Dalam studi hadist, metodologi ini diakui oleh para ulama besar seperti Imam Muslim, Imam An-Nasa'i, dan ulama lainnya yang menyusun kitab hadis berdasarkan standar ketat mengenai periwayatan, baik dari segi kesahihan perawi maupun isi hadis itu sendiri. Hal ini tertuang dalam kaidah *"Al-jarh wa at-ta'dil"* yang berfungsi untuk menilai kebenaran perawi berdasarkan kredibilitasnya. Oleh karena itu, tidak semua informasi harus dibuktikan melalui bukti fisik, melainkan bisa juga melalui tradisi keilmuan yang sudah disepakati oleh para ulama dengan metode yang teruji secara turun temurun.


Kritik terhadap pemikiran yang hanya mengandalkan bukti empiris ini pernah disampaikan oleh *Imam Al-Ghazali* dalam karyanya yang terkenal, *Tahafut al-Falasifah*. Dalam kitab tersebut, Al-Ghazali menolak beberapa pandangan para filsuf yang terlalu mengandalkan logika rasional dan mengabaikan aspek keimanan. Al-Ghazali berpendapat bahwa kebenaran tidak selalu harus terbatas pada apa yang dapat dibuktikan melalui pancaindra, tetapi juga mencakup hal-hal yang bersifat metafisik dan transenden yang dapat diketahui melalui wahyu dan keyakinan yang benar. 


Dalam *Tahafut al-Falasifah*, Al-Ghazali juga memberikan kritik mendalam terhadap pandangan filsafat yang berlebihan dalam mengedepankan rasionalitas, terutama dalam hal-hal yang tidak dapat dijangkau oleh akal semata. Menurutnya, akal dan wahyu harus bekerja secara harmonis, tidak saling menafikan satu sama lain. Ini sesuai dengan firman Allah dalam Al-Quran: 


علم الإنسان ما لم يعلم (سورة العلق : ٥)


 _"Dan Dia mengajarkan kepada manusia apa yang tidak diketahuinya."_ (QS. Al-Alaq [96]: 5)


Ayat ini menunjukkan bahwa tidak semua pengetahuan manusia dapat dicapai melalui usaha rasional, tetapi ada pengetahuan yang diperoleh melalui wahyu dan ilham. Oleh karena itu, dalam Islam, pendekatan ilmiah tidak hanya melibatkan aspek rasional dan empiris saja, tetapi juga mengakui kebenaran yang datang dari wahyu ilahi dan tradisi yang dapat dipercaya secara turun temurun.

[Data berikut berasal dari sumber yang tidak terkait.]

PR #5283, opened 2018-11-07
remove heroku's windmill project from remote deployment doc

ostrowr:
Heroku's windmill project seems to have been removed from both Github and Heroku's site. This PR just deletes the paragraph referring to Windmill (and also deletes a space that was causing markdown to render **https://** incorrectly.)


obelisk:
I'm good with this :)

Dengan demikian, kritik terhadap pandangan Pak Gembul yang hanya mengedepankan logika rasional tanpa mengakui aspek lain dari keilmuan Islam seperti *Syuhroh, Tawatur*, dan *kebenaran melalui wahyu* menunjukkan adanya keterbatasan dalam memahami kebenaran secara menyeluruh. Dalam Islam, metode keilmuan bersifat holistik, mencakup aspek rasional, empiris, dan transenden, yang semua itu bekerja dalam keselarasan untuk mencapai kebenaran yang hakiki.


---

Referensi :


1. Al-Ghazali, Abu Hamid. _Tahafut al-Falasifah_. Terjemahan: _The Incoherence of the Philosophers_. Islamic Texts Society, 2000.

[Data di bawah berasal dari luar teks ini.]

Issue #5272, opened 2018-10-27
Multiple problems with YARA


thomasareed:
# Bug report

### What operating system and version are you using?

```
osquery> select version, build, platform from os_version;
 version = 10.14
   build = 18A391
platform = darwin
```

### What version of osquery are you using?

```
osquery> select version from osquery_info;
version = 3.3.0
```

### What steps did you take to reproduce the issue?

1. Create a yara rule to match the string "com.apple.Safari.content-blocker" at the following path: /private/var/osquery/Safari_ext.sig
2. Verify that the yara rule file works properly when run using yara at the command line
3. Use on demand yara in osquery to scan paths in the Applications folder - both with wildcards and specifying an exact file - that should match a particular Info.plist file, for testing purposes

### What did you expect to see?

I would expect to see a result like the following:

```
     path = /Applications/AdBlock.app/Contents/PlugIns/AdBlock-Extension.appex/Contents/Info.plist
  matches = Safari_ext
    count = 1
sig_group = /private/var/osquery/Safari_ext.sig
  sigfile = /private/var/osquery/Safari_ext.sig
  strings = $a:572
     tags = 
```

### What did you see instead?

Results for each query tried are as follows:

`select * from yara where pattern='/Applications/%.app/Contents/PlugIns/%.appex/Contents/Info.plist' and sigfile='Safari_ext.sig';`

Results: an error message reading "Error: no such column: pattern". There is a disconnect between the documentation at the following page and the actual yara table.

https://osquery.readthedocs.io/en/stable/deployment/yara/

`select * from yara where path like '/Applications/%.app/Contents/PlugIns/%.appex/Contents/Info.plist' and sigfile='Safari_ext.sig';`

No results.

`select * from yara where path='/Applications/%.app/Contents/PlugIns/%.appex/Contents/Info.plist' and sigfile='Safari_ext.sig';`

No results.

`select * from yara where path='/Applications/AdBlock.app/Contents/PlugIns/AdBlock-Extension.appex/Contents/Info.plist' and sigfile='Safari_ext.sig';`

No results. (Using exactly the same Info.plist file path and yara rules file with yara directly shows a match.)

`select * from yara where path like '/Applications/%.app/Contents/PlugIns/%.appex/Contents/Info.plist' and sigfile='/private/var/osquery/Safari_ext.sig';`

Results: data for a large number of Info.plist files with matching paths is output, despite the fact that few of them actually match the yara rule provided.

packetzero:
[...]

Issue #4921, opened 2018-08-14
Create tests for the tables `yara_events`, `yara`


akindyakov:
## Create tests for the tables `yara_events`, `yara`

  - Create header file for the table implementation, if one is not exists.
  - In test, query the table and check if retrieved columns (name and types) match the columns from table spec.
  - If there is any guarantee to number of rows (e.g. only 1 record in every query result, more than 3 records or something else) check it.
  - Test the implementation details of the table, if it possible.

Tables specs:

  - `specs/yara/yara_events.table`
  - `specs/yara/yara.table`

Source files:

  - `osquery/tables/yara/yara.cpp`

Table generating functions:

  - `yara_events::genTable()`
  - `genYara()`

Labels: `good-first-issue` `build/test`

Issue #3027, opened 2017-02-28
windows: Yara virtual table support


stachdude:
Is more of a question than issue - any plans on adding yara to windows build any time soon ?

poppyseedplehzr:
Nothing on the immediate roadmap. Not a whole lot of folks have been asking for it, but I'd say this is something great for an open source developer to take on ;)

theopolis:
@poppyseedplehzr we'd need `yara` available in `choco` right?

nigifabio:
i can take care of it, we are interested too in yara for osquery on windows

packetzero:
I got this working in this [branch](https://github.com/packetzero/osquery/commits/win_yara) . 
 - I haven't tried yara_events yet.
I'm waiting on a [pull request to yara](https://github.com/VirusTotal/yara/pull/975) required to get the library dependencies compiled and linking correctly. When that's ready,  will submit a PR.

Smjert:
The `yara` table has been ported by (#6564), closing.

PR #5285, opened 2018-11-08
YARA virtual-table cleanup, windows support, adhoc, tests, docs

packetzero:
- Fix minor memory leak when sigfile rules not cleaned up
- Add 'yara' support on windows (no yara_events since no file_events table)
- Add 'adhoc_rules' column to yara table.  Queries can contain yara rules directly in SQL.
- Now 11 unit tests
- Results should only have sig_group or sigfile set, not both
Addresses #3027 #4921 #5272 

NOTE: when yara 3.8.2 is released, need to update tools/provision/chocolatey/libyara.ps1 to pull that version, rather than master branch zip.


guliashvili:
Thank you for adding windows support, improving tests and quality of yara. If you have time to split tests, memory leak, windows support and additional columns, it will be merged faster.

packetzero:
I am tied up on other projects, and won't be able to get back to this for a while.  You can close it if you wish.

2. Ibn Hajar Al-Asqalani. _Fath al-Bari Sharh Sahih al-Bukhari_. Dar al-Ma'arif, 1986.

3. Muslim ibn al-Hajjaj. _Sahih Muslim_. Kitab hadis.

4. Ahmad ibn Hanbal. _Musnad Ahmad_. Mu'assasat al-Risalah, 1999.

5. An-Nawawi, Yahya ibn Sharaf. _Sharh Sahih Muslim_. Dar Al-Fikr, 1995.